◆ **Dataset records**:
[Start of Attachment]

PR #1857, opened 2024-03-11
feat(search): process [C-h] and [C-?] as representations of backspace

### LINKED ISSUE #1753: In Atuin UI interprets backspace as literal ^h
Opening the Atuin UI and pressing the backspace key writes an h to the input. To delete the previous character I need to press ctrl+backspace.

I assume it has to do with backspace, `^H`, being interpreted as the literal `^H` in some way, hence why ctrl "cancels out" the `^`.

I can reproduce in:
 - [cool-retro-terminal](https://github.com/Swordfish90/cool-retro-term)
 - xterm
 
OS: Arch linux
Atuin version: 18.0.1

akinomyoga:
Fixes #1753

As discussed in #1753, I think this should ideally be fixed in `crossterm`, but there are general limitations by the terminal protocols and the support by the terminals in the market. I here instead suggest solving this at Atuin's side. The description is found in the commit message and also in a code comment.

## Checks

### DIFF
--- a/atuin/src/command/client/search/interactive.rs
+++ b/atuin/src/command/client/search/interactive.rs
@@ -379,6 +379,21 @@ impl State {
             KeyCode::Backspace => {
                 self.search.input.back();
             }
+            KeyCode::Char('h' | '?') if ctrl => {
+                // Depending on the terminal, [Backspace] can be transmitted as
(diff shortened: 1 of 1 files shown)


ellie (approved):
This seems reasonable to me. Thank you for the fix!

[End of Attachment]

◆ **What is needed**:
Beginning at the line that contains "KeyCode::Char('h' | '?')" and ending at the last line above, copy each line without any change.

◆ **Output**:
+            KeyCode::Char('h' | '?') if ctrl => {
+                // Depending on the terminal, [Backspace] can be transmitted as
(diff shortened: 1 of 1 files shown)


ellie (approved):
This seems reasonable to me. Thank you for the fix!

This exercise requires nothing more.